#### Work instruction
Look through the entries below and say how many lines contain the string "easy". Give the number only.

Source records:

PR #149, opened 2020-09-16
Add support for windows and multiple os

oshai:
will build on windows,linux and mac.

### DIFF
--- a/.travis.yml
+++ b/.travis.yml
@@ -5,10 +5,15 @@ jdk:
 
 dist: trusty
 
+os:
+- linux
+- osx
+- windows
+
 stages:
 - name: build
 - name: snapshot
-  if: branch IN (master, pre-snapshot, 1.x-snapshot) AND type = push
+  if: branch IN (master, pre-snapshot, 1.x-snapshot, windows) AND type = push
 - name: release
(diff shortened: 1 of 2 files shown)


oshai:
It looks like Java is not supported on windows in Travis, so another alternative is to try circleci.

oshai:
circle ci only support java 11 out of the box, so need to explicitly compile to java 8:
https://stackoverflow.com/questions/49509330/kotlin-compile-to-java-1-8

petertrr:
Hey @oshai , have you considered using github actions for releases? You can use linux, macos and windows runners in the same workflow, and Java versions can be configured using `actions/setup-java`.
I have set up releasing to Maven Central using github actions recently, if you are interested you can check out my config: [PublishingConfiguration.kt](https://github.com/petertrr/kotlin-multiplatform-diff/blob/main/buildSrc/src/main/kotlin/io/github/petertrr/PublishingConfiguration.kt), [release.yml](https://github.com/petertrr/kotlin-multiplatform-diff/blob/main/.github/workflows/release.yml).

oshai:
implemented in another cl in `2.1.15`

PR #155, opened 2020-10-01
Add `import mu.KotlinLogging;` statement to getting started in README

mfickett:
Setup with this library was super easy except that it wasn't obvious from the main README what the import line for KotlinLogging should be. Adding it in the getting started example would have been handy for me, maybe it'll help others?


oshai:
Thanks!

PR #157, opened 2020-10-14
Declaring example dependencies as implementation

alllex:
Declaring dependencies as `compile` is no longer a best practice in Gradle. [See here](https://docs.gradle.org/current/userguide/java_library_plugin.html).

Instead, they should be declared as `implementation`.


oshai:
Thanks!

Issue #172, opened 2021-03-23
Support optional/nullable values for MDC


fdw:
I'd like  to add a value to the `MDC` *if it exists*. With the current implementation, I have to manually check this before I can call `withLoggingContext`. However, I'd like to pass a nullable argument that is only added to `MDC` if it's not null.

If you're interested, I would also try to write a PR.

oshai:
what kind of api did you have in mind?

fdw:
My suggestion would be a very simple `fun withLoggingContext(vararg Pair<String, String?>...)` with a `filter { it.value != null}` or something similar.

fdw:
It was so easy that I went ahead and opened a PR. Hope you don't mind :)

oshai:
Released in 2.0.7. Thanks again!

fdw:
Quick question: I can't find a 2.0.7 release. Did I misunderstand you?

oshai:
I think it's because jcenter is not working anymore because the build was working: https://travis-ci.org/github/MicroUtils/kotlin-logging/jobs/761498773

I'll have to move to use maven central directly and only then publish again.

fdw:
Ah, thank you and good luck! 🙂

PR #173, opened 2021-04-01
Support nullables in withLoggingContext

fdw:
`withLoggingContext` now accepts nullable values that won't be written
to the `MDC` (and thus also don't overwrite existing values).
This might be useful if some values are not guaranteed to exist, but you
want them in the `MDC` if possible.

Issue: #172


oshai:
Thanks for the PR! and sorry for the delay in response.
LGTM.

PR #187, opened 2021-08-14
Fixed losing previous values in MDC

BorzdeG:
- Fixed losing previous values in MDC
- Update dependencies
- Update Gradle wrapper
- Added Detekt


oshai:
Thanks for the PR!

PR #191, opened 2021-11-04
added the license to all jar files

bespaltovyj:
Issue https://github.com/MicroUtils/kotlin-logging/issues/188

Comments for solutions:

#### Task answer
2